Подхожу к ней, обхватываю ладонями лицо. Чайка пытается вырваться, но я не позволяю.
-Ну всё, малыш, хватит, –произношу ласково, намереваясь поцеловать. Она сопротивляется, но будучи зажатой между стеной и моим телом, шансы ее не велики.
-Прекрати, – просит дрожащим голосом, замерев, пронзая меня горящим взглядом. Но прерывистое дыхание и дрожь выдают с головой ее возбужденное состояние. Наслаждаюсь этой растерянностью и неумением скрывать примитивные желания. Они заводят.
Наклоняюсь, ловлю ее судорожный вздох.
-Не прикасайся ко мне! Целуй свою жену!– слабый протест в духе детского сада слетает с ее губ, что веселит меня.
-Ш-ш, я соскучился, – шепчу, нежно целуя ее в уголок рта. Она дрожит.
-Это мерзко, – выдавливает из себя беспомощно, когда я провожу языком по ее соленым губам.
-Ну даже если, ты ведь все равно хочешь, – выдыхаю между поцелуями, спускаясь к шее, легонько прижимаясь губами к сонной артерии, чувствуя биение пульса.
-Не хочу.
– Врушка, у тебя пульс зашкаливает.
– От страха. Ты мне неприятен.
-Стану приятным, малыш, – обещаю с усмешкой, продолжая целовать, уверенный, что она уже сдалась, но с этой девкой нельзя быть ни в чем уверенным. Вместо предполагаемой капитуляции, она резко отталкивает меня, отчего я становлюсь на мгновение дезориентированным.

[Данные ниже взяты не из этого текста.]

PR #398, opened 2017-02-04
Tiny changes to auto-rst and auto-md headline defaults

shakfu:
Two non-controversial small changes to rst and md writer defaults: 

1. The sequence of rst underline characters are now more consistent with sphinx defaults (http://www.sphinx-doc.org/en/stable/rest.html)

2.  Added a space between the # the title text in markdown writer so `#Header 1` becomes `# Header 1`

### DIFF
--- a/leo/plugins/importers/leo_rst.py
+++ b/leo/plugins/importers/leo_rst.py
@@ -9,7 +9,8 @@ import leo.core.leoGlobals as g
 import leo.plugins.importers.linescanner as linescanner
 Importer = linescanner.Importer
 # Used by writers.leo_rst as well as in this file.
-underlines = "!\"$%&'()*+,-./:;<=>?@[\\]^_`{|}~#"
+underlines_old = "!\"$%&'()*+,-./:;<=>?@[\\]^_`{|}~#"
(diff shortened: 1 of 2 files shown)


edreamleo:
Thanks for this work!

shakfu:
You're welcome. Thank you for your awesome leo (-:

edreamleo:
Pylint is complaining about a possibly missing r in front of the new string.  That makes sense, because the new string contains a backslash.  What do you think?

shakfu:
Ok, my bad, the backslash was escaping the double quote in the old underlines sequence which is not required in the single-quoted new version, we can safely remove it as follows:
```
 underlines_old = "!\"$%&'()*+,-./:;<=>?@[\\]^_`{|}~#"                            
 underlines = '*=-^~"+!$%&(),./:;<>?@[\\]_`{|}#' 
```
and the pylint warning disappears. Also would you like me to remove the `underlines_old` var or retain it? 

I can make another pull request if you like.

edreamleo:
Please remove underlines_old.

shakfu:
done: see #399

PR #437, opened 2017-03-12
fix: initial fix to graphcanvas PyQt5 zoom problem, second try

node-ex:
Leo crashed after holding Ctrl and scrolling up (zooming) in the Graph pane with the following exception:

```
  File "/home/nodex/Software/Leo/leo/plugins/graphcanvas.py", line 209, in wheelEvent
    scale = 1.+0.1*(event.delta() / 120)
AttributeError: 'QWheelEvent' object has no attribute 'delta'
```

It is line 209 in the `graphcanvas.py` file. After some debugging and googling I have found out, that I am using PyQt 5 and in Qt 5 `delta()` method of `QWheelEvent` class is depracated and replaced by `angleDelta()` method.

PyQt4.8: http://doc.qt.io/qt-4.8/qwheelevent.html#delta
PyQt5: http://doc.qt.io/qt-5/qwheelevent.html#angleDelta

So I have created a new variable, `direction`, and, depending on whether PyQt4 or PyQt5 is used, assigned return value of either `event.delta()` or `event.angleDelta().y()` to it. Then I used it in 2 places, where the crash can happen.

Finally I have tested it with my setup:

* Leo 5.4, build 20170312075431, Sun Mar 12 07:54:31 CDT 2017
* Python 3.6.0
* PyQt 5.6.2

and it worked and Leo did not crash.

### DIFF
--- a/leo/plugins/graphcanvas.py
+++ b/leo/plugins/graphcanvas.py
@@ -48,7 +48,7 @@ except Exception:
 
 # Fail gracefully if the gui is not qt.
 g.assertUi('qt')
-from leo.core.leoQt import QtConst, QtCore, QtGui, QtWidgets, uic
+from leo.core.leoQt import QtConst, QtCore, QtGui, QtWidgets, uic, isQt5
 
 pygraphviz = None
 if not pydot:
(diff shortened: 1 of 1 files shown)


edreamleo:
Thanks for this work. Please base your work on devel, not master, and re-issue the PR.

-Я тебя ненавижу! Ненавижу все, что ты собой олицетворяешь: зажравшийся, аморальный, высокомерный ублюдок! – кричит она в слезах, пятясь к выходу, подбирая разбросанные вещи и скомкав, заталкивает их в сумку. Я же только сейчас понял, что Чайка на грани истерики, а не сгорает от желания.
Мда, кажется, переборщил я с проверками. И дураку понятно, что у нее гордости больше, чем мозгов. Даже если бы она задалась вопросом выгоды, все равно бы пошла на поводу у гордыни и устроила концерт. Простая она, как сибирский валенок.

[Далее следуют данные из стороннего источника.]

PR #492, opened 2017-05-16
open-url improvement for Linux.

SegundoBob:
I only use Linux and I only use the i3wm window manager.  The
following is only about Linux and my patch only changes Leo-Editor
under Linux.

Problem: When I open a file URL for most file types, the Leo-Editor
process hangs till the program used to open the file terminates.  This
means that I can't use the Leo-Editor instance that I used to open the
URL while I'm examining whatever file I opened.  In addtion,
Leo-Editor can't even redraw its window, so when I shift focus away
from the Leo-Editor window and then back, the contents of the last
non-Leo-Editor window are shown. This happens for all file viewers
that I know.  For me the usual culprit is my PDF viewer Evince.

This problem does not occur for most web browsers for reasons unknown
to me.  But at various times I have been forced to change web browsers
because the problem did occur for them.  Then later the problem would
go away.  Whether this was due to changes in Leo-Editor or in the web
browser, I never knew.  If the problem were more common for web
browsers, this problem would probably have been fixed long ago.

My fix is very short in terms of code, but is relatively complicated
in what goes on.

1) I use subprocess.Popen() to create a process to use to view the URL
resource.  This allows the Leo-Editor process to be responsive while
the resource is being viewed.  This viewing process can continue to
run after Leo-Editor terminates.

2) I use an Idle Time handler to poll the subprocess stderr and status
while Leo-Editor goes about its own business.

3) If the suprocess.Popen() PIPE option is used for stdout or stderr,
then the first read of the pipe hangs.  Consequently, the subprocess
stderr must be redirected to a binary, unbuffered disk file so that it
can be polled by non-hanging read calls.

The subprocess.Popen() option shell can be either True or False.  Both
settings work.  I chose False as the safest option.

I poll once per second.  This makes echoing to the log pane adequately
responsive without overly burdening Leo-Editor.

Many URL's can be opened at once.  This works fine.

Destroy the IdleTime object.

### DIFF
--- a/leo/core/leoGlobals.py
+++ b/leo/core/leoGlobals.py
@@ -6167,6 +6167,53 @@ def os_path_splitext(path):
     return head, tail
 #@+node:ekr.20090829140232.6036: *3* g.os_startfile
 def os_startfile(fname):
+    #@+others
+    #@+node:bob.20170516112250.1: *4* stderr2log()
+    def stderr2log(g, ree, fname):
+        """ Display stderr output in the Leo-Editor log pane
+
+        Arguments:
+            g:  Leo-Editor globals
+            ree:  Read file descriptor for stderr
+            fname:  file pathname
+
+        Returns:
+            None
+        """
+
+        while True:
+            emsg = ree.read().decode('utf-8')
+            if emsg:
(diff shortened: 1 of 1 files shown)


edreamleo:
Many thanks, Bob, for this improvement.  All tests pass on Windows and Linux.

PR #513, opened 2017-06-30
Sqlite format

vitalije:
Allows Leo to open document from sqlite3 database file.


edreamleo:
It's a bit early for PR's on this project.  Let's get you authorized to create branches.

И это вызывает у меня какое-то, наверное, чувство стыда и неловкости. Но чтобы скрыть замешательство, раздраженно произношу:
-Хочу напомнить, что это не я согласился трахатся за деньги.
-Засунь себе в зад свои напоминания! Я согласилась только потому, потому… -и тут она замолкает к моему великому облегчению. В это мгновение я счастлив, что Чайка гордая птица и не станет взывать к моей совести, вызывая жалость неуместными, ненужными признаниями, ибо я не хочу делать ей больнее, игнорируя ее «люблю», под которым она хрен пойми что подразумевает.
И все же стоит быть откровенным с собой, эта девочка стала мне не безразлична, поэтому, когда она в следующее мгновение ничего более не говоря, разворачивается, собираясь покинуть квартиру, я иду следом и пытаюсь одной фразой напомнить ей о незавидном положении, в котором она оказалась:
-Не будь дурой! Куда ты собралась?
Янка замирает, а затем, медленно обернувшись, смотрит на меня презрительно и холодно произносит:
– Я лучше буду дурой, Олег, приползу на коленях к маме, но никогда не свяжусь с женатым мужиком. У всех есть табу, считай, что у меня такое. Хоть ты обо мне невысокого мнения, но знаешь, у меня тоже есть принципы.
-Какая избирательная нравственность, – съязвил я по привычке, на что она ответила тем же.
-Лучше «избирательная», чем ее полное отсутствие!